ALL has been awarded a competitive Major Project Grant from the British Library’s Endangered Archives Programme for the project “Digitization and Preservation of a Historic Collection of Mongolian Authors at the National Library of Mongolia.”
The project aims to select and preserve 500 volumes of unique and fragile material written by Mongolian authors in Tibetan language between 1700 and 1900 held at the National Library of Mongolia (NLM). Many volumes lack proper identification, include miscellaneous writings, and have not been opened in hundreds of years. Covering a wide array of topics, including social commentaries, medicine, biography, architecture, poetics, and music, the materials serve as a record of Mongolian culture and scholarship of essential significance both for Mongolians and for international scholars, researchers, and historians of Mongolia. Importantly, these writings express Mongolian perspectives on Buddhism, a rich and understudied topic. This project will be carried out in cooperation with the National Library of Mongolia and with the invaluable support of Sainbileg Byambadorj, who manages the digitization of the Tibetan collection at NLM.
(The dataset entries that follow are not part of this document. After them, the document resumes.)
PR #165, opened 2023-03-31
Pedantic fix : '... is is ...' -> '... is ...'

aidaco:
The word 'is' was repeated in "Why another binding library?".


wjakob:
Thanks!

PR #2075, opened 2023-04-26
Fix transfer prestate trace

### LINKED ISSUE #2066: method handler crashed error for prestateTracer
## Expected Behavior

I expect a non `-32000` response

## Actual Behavior

```
{
  "jsonrpc": "2.0",
  "id": 1,
  "error": {
    "code": -32000,
    "message": "method handler crashed"
  }
}
```

## Steps to reproduce the behavior

```
{
  "method": "debug_traceCall",
  "params": [
    {
      "from": "0x61640A8D48Bca205BA91b16B0B7745e7aBc61084",
      "to": "0xe75b0bc5dda1cbbac7075de5b1a39e9755938648",
      "value": "0x5af3107a4000"
    },
    "latest",
    {
      "tracer": "prestateTracer"
    }
  ],
  "id": 1,
  "jsonrpc": "2.0"
}
```

When replacing the `prestateTracer` with `callTracer`, it works fine

## System Information

Client version:
`celo/v1.7.3-stable-6efea76c/linux-amd64/go1.20.2`

Chain/Network: `Mainnet`

palango:
### Description

Running the pretracer on a simple celo transfer failed with an exception in the js pretracer.
```
failed to retrieve trace result: TypeError: cannot read property '0xbeb299010df30f07d6e6ac00426409...' of null    in server-side tracer function 'result'
```

This happened, because in that case the result wasn't properly initialized.

This problem has been fixed upstream in https://github.com/ethereum/go-ethereum/pull/24268. As that PR also includes the addition of the native prestate tracer, I just applied the fix and left other changes for a later merge.

I also added a testcase for a simple transfer to prevent regressions.

## Issues

Fixes #2066


eelanagaraj (approved):
LGTM!

PR #2090, opened 2023-05-11
Remove/celo 1559 tx

gastonponti:
Remove TransactionType CeloDynamicFeeTx (0x7c)


karlb (approved):
Looks like a nice, clean change. Great that you could use the exact code from geth in so many places!

PR #2092, opened 2023-05-11
Cleanup Precompiles

mcortesi:
### Description

* Move Celo preocompiles to celo_contracts.go (do the same with tests)
* Modify calling behaviour so that we don't need to modify every eth precompile (just use a wrapper for them)
* Simplify diff with contracts and contracts_test


palango (approved):
LGTM, not sure if we should let the trace calls in there or not, but I have no strong feelings about either.

palango:
@mcortesi : this should have gone to `master` instead of `feature-split`, right?

PR #2093, opened 2023-05-11
Use NewTransaction for eth compatible tx

karlb:
The goal of this commit is to reduce the diff to the original code base. To achieve this, the naming of the new transaction functions is changed:

* Create an Ethereum compatible transaction:
  before: NewTransactionEthCompatible
  after: NewTransaction (like in geth)
* Create an transaction with Celo fields:
  before: NewTransaction
  after: NewCeloTransaction

Analogously, `NewContractCreation` defaults to Ethereum compatible transactions.

When going through the code base to fix the compilation errors introduced by these name changes, I made the decision by the following criteria:
* If Celo specific tx fields are used, use NewCeloTransaction
* Otherwise, try to use NewTransaction to minimize the diff compared to geth
* If this leads to a failing test, use NewCeloTransaction instead. This might not be the optimal choice in every case, but since this commit is already quite large, this helps to keep the changes very simple.

### DIFF
--- a/accounts/abi/bind/backends/simulated_test.go
+++ b/accounts/abi/bind/backends/simulated_test.go
@@ -64,7 +64,7 @@ func TestSimulatedBackend(t *testing.T) {
 
 	code := `6060604052600a8060106000396000f360606040526008565b00`
 	var gas uint64 = 3000000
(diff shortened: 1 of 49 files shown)


gastonponti (approved):
LGTM

PR #2094, opened 2023-05-11
remove-feat:full-node-incentives

palango:
### Description

Remove full nodes incentives from the LES protocol.

This keeps all fields in celo specific transactions and still deducts the incentive if set during tx execution.


gastonponti (approved):
LGTM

The British Library’s Endangered Archives Programme (EAP) facilitates the digitization of archives that are in danger of physical deterioration. EAP offers grants to thirty select projects each year to preserve culturally important and vulnerable archives through digitisation. According to Lisbet Rausing, Co-Founder of the EAP, “The Endangered Archives Programme captures forgotten and still not written histories, often suppressed or marginalized. It gives voice to the voiceless: it opens a dialogue with global humanity’s multiple pasts. It is a library of history still waiting to be written.”
ALL is grateful for the funding support of the Endangered Archives Programme, and we are honored to carry out this vital project in collaboration with the National Library of Mongolia.